# How to ruin a Double Q! (agility video)



## MaggieRoseLee (Aug 17, 2001)

So in AKC Agility, to get championships we have to accumulate 750 points (one point for every second under course time) and Double Q's.

A Double Q is when you qualify in BOTH runs in one day. One run is in Standard (with the aframe, dog walk and teeter) type course. The other run is the Jumpers w/Weaves (fast fast fast cause just jumps, tunnels and weaves). To qualify the runs must be perfect with no mistakes and under course time.

Remember, we have no idea what the course is like until arriving for the day. And when the dog gets on the course it's their first time EVER!

So here is our standard course:



And then the Jumpers course:



Can you see where it all fell apart! :wild:


----------



## Elaine (Sep 10, 2006)

Both runs looked great other than the dropped bar in jumpers and the unsteady hand on the camera. Did she miss more than that?


----------



## MaggieRoseLee (Aug 17, 2001)

Elaine said:


> Both runs looked great other than the dropped bar in jumpers and the unsteady hand on the camera. Did she miss more than that?


Nah.........it was just the jump bar. But there is no 'just'  It's either a clean run or not. Interesting cause I STILL misjudge how L O N G her body is and I did the cross a bit late and can you see how that wing is in my way? Slowed me and stopped my forward motion enough that Bretta thought she was making a hard right turn after the jump. Instead of that, she needed to turn before the jump (which she did) and then drive straight (which she did NOT cause she was confused and looking up/back at me for direction). I was so worried she would take the wrong entrance for the tunnel ......

Sigh  Agility is hard (for me  )


----------



## Elaine (Sep 10, 2006)

The way you wrote it I was expecting to see some bad dog thing going on and it was just a dropped bar, which is a heartbreaker none the less. 

That happened to me yesterday after calling my boy off a jump and coming at the next jump at a slightly weird angle, his extra long tail took the bar down. I could have cried as his run was so beautiful and then I heard the dreaded thunk. I just don't think that should count! LOL! Either that or I should dock it. But then he couldn't turn as fast as it acts like a rudder. 

Anyway, I know how you feel about the double Q. Argh!


----------



## elisabeth_00117 (May 17, 2009)

Both looked like great runs MRL!

Miss Bretta looks great out there... when is Miss Glory B going to join her older sister on the course?

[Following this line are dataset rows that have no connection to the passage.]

PR #3276, opened 2023-05-30
only use env_logger  in binaries

tdelabro:
`env_logger` is used in the cairo-lang crates, a bit indiscriminately in libs and bin.

The [crate documentation](https://github.com/rust-cli/env_logger/tree/main#in-libraries) states that it should only be used in binaries. This PR makes sure it does.

The problem is that those binaries are part of the same crates as the lib they use, making them share the same `[dependencies]`. This is problematic because we don't want it imported at all while building the lib, but we want it when building the binary.

There is multiple ways to fix this, as explained in [this StackOverflow answer](https://stackoverflow.com/questions/35711044/how-can-i-specify-binary-only-dependencies). I chose the second option: defining a specific feature for this import and adding it as `required-features` in the `[[bin]]` section.

I did it because it is the less invasive solution for now. But my recommendation would be to separate entirely binaries from libs, by making them exist in a separate crate where we can have full control over their dependencies (it will be more handy when we start to support `no_std` builds).

Wdyt? Is it good enough for now? Do you prefer the standalone binary crate solutions? If so where should those crates exist, and how should they be named (`<name of the lib>-bin`? Something else?).

- - -
This change is [Reviewable](https://reviewable.io/reviews/starkware-libs/cairo/3276)


tdelabro:
@spapinistarkware Following the exchange you had with @abdelhamidbakhta about `no_std` support in the rust cairo libraries, I started working on it.
This is the first thing that will require a change (`env_logger` not being `no_std` compatible).

spapinistarkware (approved):
:lgtm:

> Reviewed 9 of 9 files at r1, all commit messages.
> *[Reviewable](https://reviewable.io/reviews/starkware-libs/cairo/3276#-:-NWi4DBSAygqr6PutFgR:bnfp4nl)* status: :shipit: complete! all files reviewed, all discussions resolved (waiting on @tdelabro)

spapinistarkware:
Looks good

spapinistarkware (changes requested):
> Reviewed 8 of 8 files at r2, all commit messages.
> *[Reviewable](https://reviewable.io/reviews/starkware-libs/cairo/3276)* status: all files reviewed, 1 unresolved discussion (waiting on @tdelabro)

___
*[`scripts/cairo_fmt.sh` line 3 at r2](https://reviewable.io/reviews/starkware-libs/cairo/3276#-NWjvFhp1NTOOFCIv-u6:-NWjvFhp1NTOOFCIv-u7:bmx6okz) ([raw file](https://github.com/starkware-libs/cairo/blob/bb6a341bdb51d1dc03af08688e89523d6f714def/scripts/cairo_fmt.sh#L3)):*
> ```Shell
> #!/bin/bash
> 
> cargo run --bin cairo-format --features="binary" -- --recursive "$@"
> ```

Do I need to specify this when I run? Why is that, I thought defining in the toml is enough.
I'd really like to avoid this.

mkaput (commented):
Personally, I believe extracting binaries to a separate crate is a way to go upfront here. I suspect this play with features will bring issues to compiler crates users :/

> *[Reviewable](https://reviewable.io/reviews/starkware-libs/cairo/3276#-:-NWlLdrmAwllryJ8qsa-:bkyg9p4)* status: all files reviewed, 1 unresolved discussion (waiting on @tdelabro)

spapinistarkware (commented):
@tdelabro Can you try to separate the binaries into different crate then?
Remember to add the new crate to the ci yml file.

> *[Reviewable](https://reviewable.io/reviews/starkware-libs/cairo/3276#-:-NWi4EiV6L0S-uNx3MNY:b7qgrsf)* status: all files reviewed, 1 unresolved discussion (waiting on @tdelabro)

spapinistarkware:
No need to rebase. I want @orizi to also tal, and then we'll merge.

orizi (approved):
> Reviewed 2 of 9 files at r1, 2 of 8 files at r2, 27 of 29 files at r3, all commit messages.
> *[Reviewable](https://reviewable.io/reviews/starkware-libs/cairo/3276)* status: all files reviewed, 1 unresolved discussion (waiting on @tdelabro)

orizi (approved):
:lgtm:

> *[Reviewable](https://reviewable.io/reviews/starkware-libs/cairo/3276#-:-NWnbxBl7Wsn1Mlt21Oq:bnfp4nl)* status: all files reviewed, 1 unresolved discussion (waiting on @tdelabro)

tdelabro:
@spapinistarkware ok perfect

mkaput (commented):
> *[Reviewable](https://reviewable.io/reviews/starkware-libs/cairo/3276)* status: all files reviewed, 1 unresolved discussion (waiting on @tdelabro)

___
*[`crates/cairo-lang-language-server/src/lib.rs` line 72 at r3](https://reviewable.io/reviews/starkware-libs/cairo/3276#-NWqcOrb4xfzv9ZxAwZC:-NWqcOrb4xfzv9ZxAwZD:b-mcdxt4) ([raw file](https://github.com/starkware-libs/cairo/blob/4e0cf74084a5f8fccff3dbffca216cc5a4d07275/crates/cairo-lang-language-server/src/lib.rs#L72)):*
> ```XML
> 
> pub async fn serve_language_service() {
>     init_logging(log::LevelFilter::Warn);
> ```

@maciektr please take a look at this, I think we will have to adapt Scarb's LS to also include logging, perhaps via tracing which we use there?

Too bad for the bar.. things happen, all you can do is DO IT AGAIN!  Oh, and video tape that too..


----------



## MaggieRoseLee (Aug 17, 2001)

> .............and then I heard the dreaded thunk.


Ain't that the truth!!!! From toe to tip of the tail is a challenge to get over one jump and properly prepared for the next. The bar we knocked had me OVER compensating the jump before (and she kept it up) but I wasn't in place for the next.

Glory is VERY much a puppy. So even though we've been in agility class for a year, she's got the foundation stuff down but the running sequences with me in the mix is a bit of a confusing mess. Apparently she feels she should do 2 or 3 obstacles then a 5 minute parade of toys/treats/ and praise should occur. So doing 5 or more right now has her all looking around and confused cause she's trying to FIND THE PARADE!

She rocks on all the individual equipment though, weaves like a fool and the teeter is a blast. I have her working the practice jumps at Bretta's trials (shhhhhh, don't tell anyone) and she stays right with me on the jump and we play with her tug toy. So trial environment and her focus/attention shouldn't be a problem either.


----------



## elisabeth_00117 (May 17, 2009)

Sounds like you have a very good foundation with Glory. I am following her through your Youtube videos.. lol. Stark and I are just starting sequencing this time around (second set of agility classes) and although he knows most, if not all of the equipment, like you said.. it's still a mess.. lol. Once he's done something he is looking around to what he can play with or looking for his tuggy.. lol.


----------



## onyx'girl (May 18, 2007)

I'm watching along as well, though I don't have a dog small enough for agility! Bretta and you are a great team Jenn, no matter what that bar says!


----------



## lylol (Feb 18, 2009)

Ah... darn bar!!! Great job over all, you two! that was a sweet standard run.


----------